With the explosion of health data, real-time access to information is becoming a strategic lever to accelerate diagnoses, improve care and prepare for predictive medicine.
Faced with the need for efficiency in the diagnosis and care of patients, real-time access to the right information is a determining element in the health sector.
In France, the pressure on the health system continues to intensify. According to a recent study Ipsos BVA for the French Hospital Federation (FHF), hospital activity has grown significantly in recent years, with an increase of +4.3% in stays in 2024 and almost +5% in 2025.
This continued increase in medical activity is accompanied by an explosion in data volumes and poses a central question: how can we effectively use this data to improve the quality of care?
Reduce the time between examination and medical decision
In an environment where every minute counts, fluid access to information becomes critical and the evolution towards proximity storage with data architectures stored as close as possible to the point of care marks a significant breakthrough.
This model allows immediate access to critical information: medical images can be consulted without delay, analysis results cross-referenced in real time with history, and decisions made more quickly by nursing staff.

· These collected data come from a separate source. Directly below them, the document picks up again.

PR #358, opened 2024-08-22
348 q6 logging of user commands for data reproducibility

mpound:
History logging of dysh commands.

- Adds HistoricalBase abstract class for managing history and comments (a better name might be CommentaryClass since FITS refers to HISTORY and COMMENTS as commentary cards. But I like Historical)
- Adds dysh history logger dhlogger 
- Adds decorators @log_call_to_history and @log_function_call.   I have not fully populated all the places these should be called by default.
- Refactors Scan and Scanblock classes to inherit from new ScanBase, SpectralAverageMixin, HistoricalBase as appropriate

I have not written any test code yet specific to HistoricalBase usage, though various read/write function tests imply that HISTORY and COMMENTS are preserved.


mpound:
This is a draft for you to peruse while I finish writing tests and any outstanding small changes.

mpound:
Not sure what's going on with the conflicts.   I merged main into my branch before committing.

mpound:
@astrofle @tchamberlin 
Some things to check on this:
1) Do calibration routines add history as you expect?
2) Is that history passed on correctly to data products (Spectrum, Scan, ScanBlock)?
3) Are you happy with the format of the history strings in sdf.history etc?
4) Can you add history and comments to GBTFITSLoad, Spectrum, Scan, ScanBlock?
5) Are history and comments output correctly on write? 
6) Do the decorators @log_call_to_history and @log_function_call work as you expect?
7) Try to break things as usual

For 4 and 5, I have pytests that are not yet checked in because of one error I'm tracking down.

astrofle:
Looking good. My comments thus far:
* The format for history looks good. Maybe comments should also log the time the comment was created?
* The history should be ordered by time.
* `ScanBlock` is not getting the history of how it was created. E.g., `dysh.fits.gbtfitsload.GBTFITSLoad.getps(scan=152,ifnum=0,plnum=0,)` is not in the `ScanBlock` history.
* After writing and loading a `ScanBlock` the history and comments are not preserved, i.e. the loaded `ScanBlock` has a new history without the history of the original `ScanBlock`.
* `Spectrum` has an empty history and comments.

mpound:
@astrofle All your comments have now been addressed except logging the time of the comment.   I chose not to do that because:
1) Looking at various FITS files, comments usually don't have times in them.  Comments imported on read would not have timestamps so why add them to dysh comments?
2) The timestamp in history is actually added by the logger for decorated calls.  Comments do not go through the logger nor do history cards that are added through add_history (i.e., user-added)

We could add an add_timestamp boolean option to add_history(), add_comment() that defaults to false.  I suggest we see if users request such timestamping.

mpound:
One thing I will note is that the decorator @log_function_call changed to take a log level, e.g. @log_function_call("DEBUG").  The default is "INFO".  However, a side-effect is that if you want the default INFO level the decorator must have empty parens, e.g '@log_function_call()'.     I tried a couple  things to "fix" this but could not get it to work.  So left as is.

astrofle:
Would it help if the `GBTFITSLoad` and `SDFITSLoad` objects did not keep track of steps that did not modify them?
For example, using `gettp` should not change the object, so it is not relevant to reproduce the data reduction.

astrofle:
Something neat you can do:
```Python
sdf = GBTFITSLoad(filename)
eval(sdf.history[-1].split(":")[-1].replace("dysh.fits.gbtfitsload.GBTFITSLoad", "sdf"))
```
it could be used to reproduce  data reductions without minimum user input.

astrofle:
I just noticed that the timestamps for the `ScanBlock` history are all the same. Not ideal.

mpound:
- The format for history looks good. Maybe comments should also log the time the comment was created?
   
add_time boolean argument added to add_history() and add_comment().  Defaults
 to false.

- The history should be ordered by time.
  
Done

- ScanBlock is not getting the history of how it was created. E.g., dysh.fits.gbtfitsload.GBTFITSLoad.getps(scan=152,ifnum=0,plnum=0,) is not in the ScanBlock history.

 Fixed the general problem of result classes not getting the function call that created them (e.g. getps). New decorator @log_call_to_result handles these cases.

- After writing and loading a ScanBlock the history and comments are not preserved, i.e. the loaded ScanBlock has a new history without the history of the original ScanBlock.

- Spectrum has an empty history and comments.

Both Fixed

- When time averaging a ScanBlock the history gets printed.

- The history of a ScanBlock does not say how it was created, and sometimes it contains history not associated with it:

- the above behavior also results in multiple history cards from previous ScanBlocks going into the last ScanBlock created.

Both of these fixed with @log_call_to_result

- I just noticed that the timestamps for the ScanBlock history are all the same. Not ideal.
  
I can't reproduce this.  There are two that are the same because the
  were written less than 1 second apart (the call to getps and the call
  to `Scanblock.__init__`).  Unless we want to include milliseconds in the
  time stamp, which I think is overkill, this is going to happen sometimes.

Also, added method to ensure that FITS cards being written out don't have non-ASCII characters which was a problem that cropped up after the above changes. 

@astrofle Please re-review

astrofle (approved):
Great work!

Issue #365, opened 2024-08-27
`Spectrum` arithmetic does not preserve the spectral axis attributes


astrofle:
**Describe the bug**
After doing any arithmetic operation on a `Spectrum` the result has a `spectral_axis` without `observer`, `target`, etc...

PR #368, opened 2024-08-29
Issue 365

astrofle:
In this PR:
* A fix for #365 
* A test that would have caught the issue in the first place

The solution was to `deepcopy` the attributes that made sense to be copied, i.e., those attributes that should not change after an arithmetic operation.
A caveat is that this does not check for on/off source or anything like that, it just copies the attributes from the first operand (when there are two or more `Spectrum` in the operation).
I juts put a "global" variable in spectrum.py to capture which attributes should be ignored, but please let me know if there's a better way of handling this. (I wanted to have access to the attributes that are not copied for the test.)


mpound:
Smart to use a list of 'don't copy' rather than a list of copy.  Helps with future maintenance.   
The other option for the variable IGNORE_ON_COPY would be to make it a class static variable of Spectrum.   I think it is fine how you have done it.

mpound (approved):

PR #371, opened 2024-09-03
Issue 236

astrofle:
In this PR:
* Changes to `make_spectrum` to avoid assuming that all the keywords are present.
* Attaches zero velocities to the `SpectralCoordinate` for the observer before validating to avoid a warning.

### DIFF
--- a/src/dysh/spectra/spectrum.py
+++ b/src/dysh/spectra/spectrum.py
@@ -9,7 +9,7 @@ import astropy.units as u
 import numpy as np
 import pandas as pd
 from astropy.coordinates import SkyCoord, SpectralCoord, StokesCoord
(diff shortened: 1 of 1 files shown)


src/dysh/spectra/spectrum.py
```diff
@@ -9,7 +9,7 @@
 import numpy as np
 import pandas as pd
 from astropy.coordinates import SkyCoord, SpectralCoord, StokesCoord
-from astropy.coordinates.spectral_coordinate import NoVelocityWarning
+from astropy.coordinates.spectral_coordinate import attach_zero_velocities
```
mpound, line 12: Wow, didn't know there was such a function!

mpound (approved):
good job

Issue #338, opened 2024-08-04
ReadTheDocs raises new warnings


astrofle:
**Describe the bug**
There are some warnings that only appear in the ReadTheDocs build, for example in the metadata notebook on the baseline correction with the unmodified metadata ([this section](https://dysh.readthedocs.io/en/cat-docs-devel/examples/metadata_management.html#metadata-inspection)) there is the following:

```Python
/home/docs/checkouts/readthedocs.org/user_builds/dysh/envs/cat-docs-devel/lib/python3.9/site-packages/astropy/units/core.py:2045: ResourceWarning: unclosed <ssl.SSLSocket fd=53, family=AddressFamily.AF_INET, type=SocketKind.SOCK_STREAM, proto=6, laddr=('172.17.0.2', 41644), raddr=('192.33.116.7', 443)>
  if hasattr(s, "_get_physical_type_id"):
```
which is not on the "plain" notebook.

**How to Reproduce**
Look at : https://dysh.readthedocs.io/en/cat-docs-devel/examples/metadata_management.html#metadata-inspection
from PR #331.

**Environment**
ReadTheDocs

astrofle:
I saw the same error locally. It seems this comes from the `from_url` function? (just guessing because it mentions addresses).

astrofle:
I think the problem is that the `httpx.Client` is not closed after the download. 
I tried reproducing the error by downloading multiple times 
```Python
for i in range(10):
    filename = from_url(url, savepath)
    filename.unlink()
filename = from_url(url, savepath)
```
and then doing other things in the code. The warning showed up four times in a row.

After adding `httpx.Client.close()`, the warning did not show up anymore.

PR #387, opened 2024-09-21
Fix: close httpx.client after download

astrofle:
Fixes issue #338 by closing the `httpx.client` after the download is finished.


vcatlett (approved):
Good catch, thanks.

Issue #361, opened 2024-08-23
gettp() does not separate the IF's in a nodding example


teuben:
**Describe the bug**
gettp() returns a single scanblock, even if no ifnum= is specified when there are multple IF's.

**How to Reproduce**
```
# from acceptance_testing/data/
sdf=GBTFITSLoad('TSCAL_19Nov2015/TSCAL_19Nov2015.raw.acs/TSCAL_19Nov2015.raw.acs.fits')

sdf.gettp(scan=6,fdnum=0,plnum=0)
sdf.gettp(scan=6,fdnum=0,plnum=0,ifnum=0)
sdf.gettp(scan=6,fdnum=0,plnum=0,ifnum=1)
```
each returns a single scanblock, but the first one should return 2.

It seems, only the first is returned in this case:

```
print(sdf.gettp(scan=6,fdnum=0,plnum=0)[0].timeaverage().stats())
print(sdf.gettp(scan=6,fdnum=0,plnum=0,ifnum=0)[0].timeaverage().stats())
print(sdf.gettp(scan=6,fdnum=0,plnum=0,ifnum=1)[0].timeaverage().stats())

(<Quantity 3.10215706 ct>, 1.3773813265212864, <Quantity 0.03795753 ct>, <Quantity 5.53300124 ct>)
(<Quantity 3.10215706 ct>, 1.3773813265212864, <Quantity 0.03795753 ct>, <Quantity 5.53300124 ct>)
(<Quantity 2.67228504 ct>, 1.078213412987175, <Quantity 0.0481095 ct>, <Quantity 12.03663866 ct>)
```

**Environment**
- Dysh version  0.3
- Python version 3.11.7
- OS linux/ubuntu 22.04

teuben:
And to come back to an earlier point, the following example shows POL is special.  
```
sdf.gettp(scan=6,fdnum=1,plnum=1,ifnum=1)[0].fdnum    #ok
sdf.gettp(scan=6,fdnum=1,plnum=1,ifnum=1)[0].plnum    #  fails
sdf.gettp(scan=6,fdnum=1,plnum=1,ifnum=1)[0].ifnum    #ok
```

mpound:
ScanBlocks can have different IFs, Scans cannot.  This is not technically a bug.  But we have to decide if we want to change the behavior of ScanBlock

mpound:
See also #332

astrofle:
[...]

PR #388, opened 2024-09-24
Fix: gettp does not separate IFs

astrofle:
Fixes issue #361


mpound (approved):
Good catch!

astrofle:
This touches `GBTFITSLoad` so I'll wait for Peter's nodding2 PR to merge (or we can try something else).

PR #313, opened 2025-04-07
dev-zig/zls: improve ebuild a bit

fkobi:
Moved from https://github.com/gentoo/guru/commit/1261a8a8e32a2f2a822592d1089a577088373701#r154919684.

### DIFF
--- a/dev-zig/zls/zls-0.14.0.ebuild
+++ b/dev-zig/zls/zls-0.14.0.ebuild
@@ -3,7 +3,7 @@
 
 EAPI=8
 
-DESCRIPTION="The officially unofficial Ziglang language server"
+DESCRIPTION="Non-official language server for Zig"
 HOMEPAGE="https://zigtools.org/zls/ https://github.com/zigtools/zls"
 
 declare -g -r -A ZBS_DEPENDENCIES=(
@@ -12,14 +12,18 @@ declare -g -r -A ZBS_DEPENDENCIES=(
 	[N-V-__8AABhrAQAQLLLGadghhPsdxTgBk9N9aLVOjXW3ay0V.tar.gz]='https://github.com/ziglibs/diffz/archive/ef45c00d655e5e40faf35afbbde81a1fa5ed7ffb.tar.gz'
 )
 
-# Sync with "minimum_build_zig_version" from upstream's "build.zig".
 if [[ ${PV} == 9999 ]]; then
 	ZIG_SLOT="9999"
 
 	EGIT_REPO_URI="https://github.com/zigtools/zls"
 	inherit git-r3
+	src_unpack() {
+		git-r3_src_unpack
+		zig_live_fetch -Denable-tracy=false
+	}
 else
-	ZIG_SLOT="0.14"
+	# Should be the "minimum_build_zig_version" from upstream's "build.zig".
+	ZIG_SLOT="$(ver_cut 1-2)" # works only for releases, but that's okay
 
 	SRC_URI="
 		https://github.com/zigtools/zls/archive/refs/tags/${PV}.tar.gz -> zls-${PV}.tar.gz
@@ -42,15 +46,6 @@ RDEPEND="
 "
 
 DOCS=( README.md )
-
-src_unpack() {
-	if [[ ${PV} == 9999 ]]; then
-		git-r3_src_unpack
-		zig_live_fetch -Denable-tracy=false
-	else
-		zig_src_unpack
-	fi
-}
 
 src_configure() {
 	local my_zbs_args=(


stkw0:
Mostly stylistic changes, mostly removing the usage of variables with hardcoded versions. I think the version of the original author is fine as it is.
I don't agree with removing subslots as it may be useful and if not, doesn't hurt.
I agree with adding the GitHub to HOMEPAGE and the change to description also makes sense.  

Overall, it's controversial if this could be an improvement or not. If you stick to the last point, I think it can make sense, but for the rest I don't think should be touched.

stkw0:
Ah wait, I diffed them in the opposite direction. Then all my comments apply but negated (:

stkw0:
Reading the original thread, the maintainer seems that disagreed on using variables instead of hardcoded values and against adding the subslot. While in those points I agree with you, I think if the maintainer stated that he works better the way it's currently implemented and didn't replied to this PR for over a month, it's okay to leave it as it and close this PR. Or ping the maintainer if you think it important enough to discuss it further.

stkw0:
About 1, I didn't understand what do you mind with header bar.  In any case, I think it's useful to have the Github and HOMEPAGE and it's a standard approach. Removing it just makes people life (very slightly) harder without any benefit. 

About 2, I'm not native English speaker, but it sounds very weird when reading without the "The"

stkw0:
Depending on the case, I think it's more correct. As a totally random TM example, sys-apps/portage have as a description `The package management and distribution system for Gentoo`. 

About the HOMEPAGE, yes, it's not needed, but sometimes it's nice to have. There is absolutely no need to remove it. As an example, for pypi packages it's also one link away and as pypi is pretty standard it's very easy to know where to find it. Despite that, a lot of python packages have the two HOMEPAGEs, pypi and github

stkw0:
Yes, it's redundant, though redundancy is not always bad. The cost of maintaining it does not increase. It doesn't hurt in any way. If there was not there, I would not care. But removing it when the original writer of the ebuild and maintainer though it was useful (and I also think that) is unnecessary and not an improvement. 

As you pointed before and now with the reference to the devmanual, if there was only a single HOMEPAGE and from that webpage it was hard to get the source, adding a second page would be and improvement. If the source code can be easily found and there are two HOMEPAGEs, removing one is not an improvement. It is just a triviality up to the maintainer to decide.

BratishkaErik:
```patch
diff --git a/dev-zig/zls/zls-0.14.0.ebuild b/dev-zig/zls/zls-0.14.0.ebuild
index c37929d1e..b5eeaf24f 100644
--- a/dev-zig/zls/zls-0.14.0.ebuild
+++ b/dev-zig/zls/zls-0.14.0.ebuild
@@ -3,8 +3,8 @@
 
 EAPI=8
 
-DESCRIPTION="The officially unofficial Ziglang language server"
-HOMEPAGE="https://zigtools.org/zls/ https://github.com/zigtools/zls"
+DESCRIPTION="Officially unofficial Ziglang language server"
+HOMEPAGE="https://zigtools.org/zls/"
 
 declare -g -r -A ZBS_DEPENDENCIES=(
 	[known_folders-0.0.0-Fy-PJtLDAADGDOwYwMkVydMSTp_aN-nfjCZw6qPQ2ECL.tar.gz]='https://github.com/ziglibs/known-folders/archive/aa24df42183ad415d10bc0a33e6238c437fc0f59.tar.gz'
@@ -12,18 +12,16 @@ declare -g -r -A ZBS_DEPENDENCIES=(
 	[N-V-__8AABhrAQAQLLLGadghhPsdxTgBk9N9aLVOjXW3ay0V.tar.gz]='https://github.com/ziglibs/diffz/archive/ef45c00d655e5e40faf35afbbde81a1fa5ed7ffb.tar.gz'
 )
 
-# Sync with "minimum_build_zig_version" from upstream's "build.zig".
 if [[ ${PV} == 9999 ]]; then
-	ZIG_SLOT="9999"
+	ZIG_SLOT="${PV}"
 
 	EGIT_REPO_URI="https://github.com/zigtools/zls"
 	inherit git-r3
 else
-	ZIG_SLOT="0.14"
+	# Sync with "minimum_build_zig_version" from upstream's "build.zig".
+	ZIG_SLOT="$(ver_cut 1-2)" # works only for releases, but that's okay
 
-	SRC_URI="
-		https://github.com/zigtools/zls/archive/refs/tags/${PV}.tar.gz -> zls-${PV}.tar.gz
-	"
+	SRC_URI="https://github.com/zigtools/zls/archive/refs/tags/${PV}.tar.gz -> ${P}.tar.gz"
 	KEYWORDS="~amd64"
 fi
 
@@ -31,13 +29,14 @@ inherit zig
 SRC_URI+="${ZBS_DEPENDENCIES_SRC_URI}"
 
 LICENSE="MIT"
-SLOT="0"
+SLOT="0/${ZIG_SLOT}"
 
 # Sync with "minimum_runtime_zig_version" from upstream's "build.zig".
+runtime_ver="0.14.0"
 RDEPEND="
 	|| (
-		>=dev-lang/zig-0.14.0
-		>=dev-lang/zig-bin-0.14.0
+		>=dev-lang/zig-${runtime_ver}
+		>=dev-lang/zig-bin-${runtime_ver}
 	)
 "
 
```

#

 ```diff
-DESCRIPTION="The officially unofficial Ziglang language server"
+DESCRIPTION="Officially unofficial Ziglang language server"
```

I don't remember from where I got this description, I can't find it anywhere now... Website and `zls --help` both call themselves as "A non-official language server for Zig", so we can use this.

> "A " suggests that it's one of many. Why would you need that information?

Because it's an unofficial server, and there exist another servers which support Zig LSP, for example https://github.com/llogick/zigscient. This was one of the reasons why they changed style to use ZLS or "... language server for Zig" everywhere instead of "Zig Language Server", which can imply being from core developers.

```diff
-HOMEPAGE="https://zigtools.org/zls/ https://github.com/zigtools/zls"
+HOMEPAGE="https://zigtools.org/zls/"
```

https://projects.gentoo.org/qa/policy-guide/ebuild-format.html#pg0104

> Rationale: HOMEPAGE permits multiple entries by design, and developers are generally encouraged to add more helpful entries (e.g. project pages on PyPI, GitHub…). ...

And I like these links in `eix`... but if you really insist...

```diff
-	SRC_URI="
-		https://github.com/zigtools/zls/archive/refs/tags/${PV}.tar.gz -> zls-${PV}.tar.gz
-	"
+	SRC_URI="https://github.com/zigtools/zls/archive/refs/tags/${PV}.tar.gz -> ${P}.tar.gz"
```

I find it less readable, let's try to repeat what Flowdalic did in 06ba1f0f7:

```diff
 	SRC_URI="
-		https://github.com/zigtools/zls/archive/refs/tags/${PV}.tar.gz -> zls-${PV}.tar.gz
+		https://github.com/zigtools/zls/archive/refs/tags/${PV}.tar.gz
+			-> ${P}.tar.gz
 	"
```

Subslot changes: unneccessary complication

Dependency versioning: maybe let's try to group them if you want to extract? Something like this:

```bash
# Sync with upstream's build.zig
if [[ ${PV} == 9999 ]]; then
    minimum_ver_build="9999"
    minimum_ver_run="0.14.0"
else
    minimum_ver_build="0.14.0"
    minimum_ver_run="0.14.0"
fi

ZIG_SLOT="${minimum_ver_build}"

# ...

RDEPEND="
    || (
        >=dev-lang/zig-${minimum_ver_run}
        >=dev-lang/zig-bin-${minimum_ver_run}
    )
"
```

dev-zig/zls/zls-0.14.0-r1.ebuild
```diff
@@ -0,0 +1,61 @@
...
+RDEPEND="
+	|| (
+		>=dev-lang/zig-${runtime_ver}
+		>=dev-lang/zig-bin-${runtime_ver}
+	)
+"
+
+DOCS=( README.md )
+
+src_unpack() {
```
BratishkaErik, line 45: This can be improved to be like Flowdalic's logic from 06ba1f0f7 (again :) ):

```bash
if [[ ${PV} == "9999" ]]; then
	src_unpack() {
		git-r3_src_unpack
		zig_live_fetch -Denable-tracy=false
	}
fi
```

BratishkaErik:
It says about variable substitution, not content:
> If both overlap, the common part must be repeated verbatim.

And also: https://projects.gentoo.org/qa/policy-guide/other-metadata.html#pg0702
> The homepage specified in ebuilds is normally used to locate information about the upstream project, e.g. downloads, source code repository, bug tracker, documentation.

BratishkaErik (approved):

BratishkaErik:
> > I like these links in eix
> 
> Visually it's about the same as `emerge -s`. Is this output what you're referring to?
Yes

> I think neither `eix`, `emerge --search` nor `esearch` (visually identical to emerge btw) are the right tools for the job. Even the eix [readme](https://github.com/vaeth/eix/?tab=readme-ov-file#other-search-utils) recommends "other _search-utils_".

I think they just mention other projects for completeness, because in paragraph above they say "Provides more information than most other search utilities". When I'm not at PC for example, sometimes I also use gpo.zugaina.org, and it shows homepages without `remote-id` too.

dev-zig/zls/zls-0.14.0.ebuild
```diff
@@ -12,14 +12,18 @@ declare -g -r -A ZBS_DEPENDENCIES=(
 	[N-V-__8AABhrAQAQLLLGadghhPsdxTgBk9N9aLVOjXW3ay0V.tar.gz]='https://github.com/ziglibs/diffz/archive/ef45c00d655e5e40faf35afbbde81a1fa5ed7ffb.tar.gz'
 )
 
-# Sync with "minimum_build_zig_version" from upstream's "build.zig".
 if [[ ${PV} == 9999 ]]; then
 	ZIG_SLOT="9999"
 
 	EGIT_REPO_URI="https://github.com/zigtools/zls"
 	inherit git-r3
+	src_unpack() {
```
thesamesam, line 20: Please do _not_ do this. Conditionally defining phases is unusual and we don't want to see more of it. It also means all phases aren't in the same place.

thesamesam: Really, what you need to ask is:
* Is the style I'm proposing to change to unusual? How many instances are there in tree?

Concretely, this development responds to a strong operational constraint: relieving congestion in hospital structures by optimizing patient pathways. By reducing the time between medical examination and diagnosis, establishments can improve both the quality of care and their organizational efficiency.
From reactive medicine to predictive medicine
Real-time exploitation of data from multiple sources paves the way for predictive and more preventive medicine. The challenge is therefore no longer limited to processing faster, but also includes better anticipation.
By combining clinical data, patient histories and information from connected objects, it becomes possible to detect certain weak signals earlier, such as the risk of complications, relapses or deterioration in health.
This approach profoundly transforms the role of health information systems, which are no longer just storage tools, but real supports for medical decisions. It also contributes to better allocation of resources, by limiting avoidable hospitalizations and optimizing patient monitoring.
Thinking of infrastructure as a strategic lever
As technologies advance, particularly with the rise of AI, more connected, more personalized and more proactive medicine seems inevitable to improve care and help unclog medical structures. Flash storage is a solution suited to this challenge, providing the speed, reliability and scalability required for a wide variety of modern healthcare and medical research environments.
In this model, data becomes a strategic asset, at the heart of medical decisions and public health policies. Its mastery will condition the ability of health systems to face future challenges: aging of the population, increase in chronic diseases, pressure on human resources.
The technological question must no longer be approached as an end in itself, but as a lever serving a more global transformation of the health system and even medical research.